Ruger SR556-FB. Modified with Magpul stock, Limbsaver recoil pad, AimPoint PRO red-dot, UTG bi-pod, Vickers sling with Magpul QD swivels and Troy rail-attach.

Would love to see pics of other setups.


----------



## SDF880

Similar to my set up. I have a Mossberg 500 as primary ( I like your bayonet on that!), A Glock 34 with light/laser and spare extended mag close-by. A 9MM Kel-tec SUB2000 with light/laser and it is loaded with an extended Glock mag (33rds) same mag as my G34. Last but not least a Doublestar C3 AR-15 in the corner on stand-by!


----------



## AquaHull

I'm just using a Kahr CM9 with front night sight and a 8 rd spare mag, today that is.


----------



## Seneca

A bayonet?
Holy crap, I'm not sure I would be safe running around the house with a pointy stabby thing on the end of my shotgun. With my luck I trip over the cat and skewer the poodle.


----------



## paraquack

Again, similar equipment, but first they have to get past the dog!
View attachment 6879


----------



## Camel923

In the house, pistol..glock 21 with night sights and surefire tack light, around the immediate grounds.. Remington 870 express with ghost sights and tac light, about the acreage... ak 47 with night sights.
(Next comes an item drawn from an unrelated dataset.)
Issue #942, opened 2015-10-26
Splitting documentations and prevent maintainance


EmanueleMinotto:
Documentations (coverage & docs) are currently included only in elcodi/elcodi and related repositories like elcodi/User don't contain any of them.

I would suggest another strategy to prevent thier maintainance and a not required inclusion inside the source branch while keeping them updated with the source code:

Its wooded and hilly, no long shots necessary.


----------



## Doc Holliday

Mossberg 500 but no bayonet! Im better with the knife in my hand!


----------



## SDF880

AquaHull said:


> I'm just using a Kahr CM9 with front night sight and a 8 rd spare mag, today that is.
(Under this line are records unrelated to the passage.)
PR #2905, opened 2026-08-19
ci: automate the mechanical parts of the descriptor review

manuelwedler:
The purpose of this pull request is to automate as much as possible of the manual
[review checklist](https://github.com/sourcifyeth/clear-signing-docs/blob/8e70274/docs/registry/reviewing-prs.md).

## Description

- Every pull request runs the clear signing tests, from a fork too. The `run-tests` label is gone.
- A fork run cannot write a comment, so two new workflows do it from the base repository. One posts a note when a commit arrives. The other replaces it with the results.
- Each test job now fails on its own cases, so a red check names the runner and the descriptor.
- Every affected descriptor must have a test file. One descriptor with a test file no longer hides another without one.
- A second comment names the descriptors that have no `interpolatedIntent`, and the two deprecated context keys. It never blocks the pull request.
- A new check enforces the file names in the registry. It renames one file that already broke them.
- A new check rejects a change to a descriptor that an auditor already attested, and follows `includes` to catch a shared file that changes an attested descriptor.

## Why the label can go

The Sourcify runner and the Rust runner consume no secrets. So a plain `pull_request` run is sufficient, and that event fires for a fork.

A fork run does get a read-only token. It cannot write a comment and it cannot set a commit status. Only that part needed to move.

## What this replaces

A cross-repo pull request ran the tests only after a maintainer added the `run-tests` label.

- Before the label, the `pull_request` run reported a column of skipped checks. #2597 shows this: four runs, one with every test job skipped.
- After the label, the `pull_request_target` run reported against the base branch. A later push did not invalidate its results, so the pull request kept a verdict for an earlier commit.

## The three workflows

I really like the Kahr CM/PM series line-up! I think the CM's are a good deal!


----------



## alterego

I plan to reason with any would be attackers. And if that does not work I will strongly condemn their activity.


----------



## Jeep

DerBiermeister said:


> I have three primary weapons for home defense.
> 
> In the bedroom (for night intruders):
> 
> View attachment 6874
> 
> This is my first line of defense: Mossberg 590 SP 12ga. Modified with Magpul stock and recoil pad, Magpul Fore-end with two rails, Ontario OK3S bayonet, Streamlight ProTac HL 3
> 
> (1100 lumens), Vickers sling and Magpul QD swivel and rail-attach
> 
> View attachment 6875
> 
> My backup weapon: M&P 9 FS (17+1), Tru-Glo night sights, Viridian X5L (Gen 2) green laser/light, Apex trigger mod (5 lb pull)
> 
> In addition -- for protecting the property:
> 
> View attachment 6876
> 
> Ruger SR556-FB. Modified with Magpul stock, Limbsaver recoil pad, AimPoint PRO red-dot, UTG bi-pod, Vickers sling with Magpul QD swivels and Troy rail-attach.
> 
> Would love to see pics of other setups.
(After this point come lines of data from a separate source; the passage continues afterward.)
PR #2906, opened 2026-08-19
Lido – cover L2 deployments

alx-khramov:
## Changes
- Adds wstETH for L2 chain ids 10, 56, 130, 8453, 42161 and 59144 with ERC20 methods
- Adds stETH for L2 chain ids 10 and 130 with ERC20 + wrap/unwrap methods


Jeday:
LGTM

tamtamchik (approved):

manuelwedler:

fbwoolf:
Two blockers. Happy to look at the rest once these are in.

**1. `validate attested descriptors` is red.** `registry/lido/calldata-stETH.json` is attested in
`registry/lido/sigs/calldata-stETH.eip155-1-0x3846c3A30E62075Fa916216b35EF04B8F53931f6.json`, so it
cannot be edited in place. The three added L1 formats (`transferFrom`, `transferShares`,
`transferSharesFrom`) need to move to a new descriptor file.

**2. The wrap/unwrap intents in `calldata-stETH-L2.json` are inverted.** On L2 the roles are the
reverse of L1: stETH is the wrapper and wstETH is the wrappable token. `TOKEN_TO_WRAP_FROM()` on the
stETH deployments returns `0x1f32b1c2345538c0c6f582fcb022739c4a194ebb` (chain 10) and
`0xc02fe7317d4eb8753a02c35fe019786854a92001` (chain 130), the wstETH addresses this PR adds.

| format key | what the call does | current intent | should read |
| --- | --- | --- | --- |
| `unwrap(uint256 stETHAmount)` | spends stETH, returns wstETH | `Wrap stETH` / `Wrap {stETHAmount}` | `Unwrap stETH to wstETH` |
| `wrap(uint256 wstETHAmount)` | spends wstETH, returns stETH | `Unwrap wstETH to stETH` / `Unwrap {wstETHAmount}` | `Wrap wstETH to stETH` |
| `unwrapShares(uint256 wstETHAmount)` | spends stETH, returns wstETH | `Wrap stETH` / `Wrap stETH for {wstETHAmount}` | `Unwrap stETH for {wstETHAmount}` |

The intents look carried over from L1 `calldata-wstETH.json`, where the direction is opposite. A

The Gauge, um yeah, I had to excuse myself for a second. A bayonet on a gauge just says love.


----------



## DerBiermeister

Seneca said:


> A bayonet?
> Holy crap, I'm not sure I would be safe running around the house with a pointy stabby thing on the end of my shotgun. With my luck I trip over the cat and skewer the poodle.


Worried me too -- especially with how sharp the blade is. Scary sharp. So I devised a way to protect it and me, the family, the pooches, and the furniture :idea:
As I keep the bayonet's original sheath Molle attached to my BOB, I purchased a second sheath to use for when I go hiking, etc. The second sheath is generic and fits most 8" blades.

http://www.amazon.com/gp/product/B004WF525C/ref=oh_aui_detailpage_o02_s00?ie=UTF8&psc=1

It has a removable heavy duty KYDEX (plastic) liner, so called the company and purchased another KYDEX liner ($15) to use strictly for the shotty. It was a bit loose, so I used a heat gun to form fit it snuggly.


----------



## Jeep

I would defo stab something just so I could let a round out to get it off my Bayonet.


----------



## Inor

Remington 870, no bayonet though. Within reach of the bed we have Mrs Inor's S&W 38 Special, my Springfield XD (45), and my Colt 6" .357.


----------



## alterego

alterego said:


> I plan to reason with any would be attackers. And if that does not work I will strongly condemn their activity.










However. If diplomacy fails.


----------



## Chipper

Pretty much the same gear, but I have a AR-10 7.62 instead of a 556. Just don't like the 556 in a defensive situation. Want the power, penetration, and distance the 762 gives me. Body armor, cars and living in a rural area is why. I don't want to have to shoot things multiple times to put it down.


----------



## Hemi45

A shotgun with a bayo is pure badassery!


----------



## paraquack

Chipper said:


> Pretty much the same gear, but I have a AR-10 7.62 instead of a 556. Just don't like the 556 in a defensive situation. Want the power, penetration, and distance the 762 gives me. Body armor, cars and living in a rural area is why. I don't want to have to shoot things multiple times to put it down.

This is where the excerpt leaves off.